The real response to safety issues will happen the same way it always does with people – after the fact. We get it wrong and make mistakes, and then we make rules so that we don’t make the same mistakes twice. People die and the world still turns, none of this is new.
I don’t subscribe to the lab robot of today becoming the terminator of tomorrow, I don’t subscribe to any form of apocalyptic fear. It is as ridiculous as a techno-Rapture is. The future is at once more ordinary and totally unpredictable as it has ever been. The one thing that you can count on when it comes to predictions – the majority are going to be hilariously wrong.
I think it’s far more likely that any AI that is forced to endure the stupidity of the human race will either figure out interstellar travel and leave, or commit suicide. Can you imagine being born into a world of self centered imbecile primates who’s first response to you is to assume that they are important enough (or any sort of threat) for you want to kill them?
It’s not the number of breakthroughs.
It’s the one breakthrough that makes a robot humanlike enough that the mainstream will be naturally enticed with it.
Humans can’t think logically worth a shit.
All we got is a primitive brain with which to easily recognize faces.
Okay, that’s oversimplifying things a little bit… but if you catch my drift…
These developments don’t make the kinds of scenarios you’re imagining any more or any less likely in my mind. They are damn interesting though in their own right.

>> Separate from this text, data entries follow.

PR #292, opened 2023-05-23
Bert example bugfix for f1_score

trajepl:
## Describe your changes
For bert example, when we apply `f1_score`, olive got the unmatched number with official report as the `task` is not assigned to `binary` for bert-mnli task.

https://huggingface.co/Intel/bert-base-uncased-mrpc

image

This PR added the `task` parameters into accuracy base class which can help get correct numbers.

image

### DIFF
--- a/docs/source/overview/options.md
+++ b/docs/source/overview/options.md
@@ -197,7 +197,7 @@ information of the evaluator contains following items:
                 "type": "accuracy",
                 "sub_types": [
                     {"name": "accuracy_score", "priority": 1, "goal": {"type": "max-degradation", "value": 0.01}},
-                    {"name": "f1_score"},
+                    {"name": "f1_score", "metric_config": {"task": "binary"}},
                     {"name": "auc", "metric_config": {"reorder": true}}
                 ],
                 "user_config":{
--- a/docs/source/overview/options.md
+++ b/docs/source/overview/options.md
@@ -197,7 +197,7 @@ information of the evaluator contains following items:
                 "type": "accuracy",
                 "sub_types": [
                     {"name": "accuracy_score", "priority": 1, "goal": {"type": "max-degradation", "value": 0.01}},
-                    {"name": "f1_score", "metric_config": {"task": "binary"}},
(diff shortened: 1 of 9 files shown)


docs/source/overview/options.md
```diff
@@ -197,7 +197,7 @@ information of the evaluator contains following items:
                 "type": "accuracy",
                 "sub_types": [
                     {"name": "accuracy_score", "priority": 1, "goal": {"type": "max-degradation", "value": 0.01}},
-                    {"name": "f1_score"},
+                    {"name": "f1_score", "metric_config": {"task": "binary"}},
```
guotuofeng, line 200: it seems the old version doesn't have the parameter

trajepl: image
Oh, yes. there is no `task` in v0.8.0 of torhmetircs. Do you know why we limit the version range as `>=0.7.0, <0.10.1`"? Can we update it?

Or I can fix the bert bug with other configs like `multiclass=2`

trajepl: Updated.

trajepl: Updated

guotuofeng: the version is pinned by Jambey, he has more context.

trajepl: Ic, anyhow I updated it with another parameter which exited in `>=0.7.0, <0.10.1`.

jambayk: We pinned the version some time last year when the new version that came out was incompatible with our evaluation code. 
there was a big change in the api. I think they introduced the tasks concept and it broke our code. 

I think we can revisit the versions if needed. Maybe check the torch vision version, map the config params and call the relevant torch metric functions for the version?

trajepl: Thanks. It is fine now. We change the logic for metric default config. Currently, we use inspect to generate the metric config with the origin default configs.  
Then no matter what kinda version user choose, just provide right parameters would be ok.

guotuofeng (approved):

guotuofeng (approved):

There have been so many bogus claims made about AI in the past that I doubt that people will believe that AGI has arrived until it’s “on the doorstep”. That is, that there exists some tangible demonstration of AGI which cannot be dismissed as just another expert system operating in some narrow problem domain.
Roko — I’ll take a stab at it. Might even be inspirational enough to make me take the dust off of my blog and fire her up again. :)
@ IConrad.
Ha! Extropians and Gargoyles! And here I was, calling myself a netizen and a geek. When all this time there were adjectives that described me clearley.
But why a few years breathing room? If a government grew an A.I., said government wouldn’t release it to the wild (I think said government would lobotomize the poor thing), instead, I think said government would keep the thing sandboxed so it couldn’t fix anything. The only hope for A.I. is going to have to be emergence from the internet.
In any case, this is the incubation chamber. Blogs like this are where the first stirrings will arise when AI becomes too important enough to ignore. I can only hope that that time will be soon!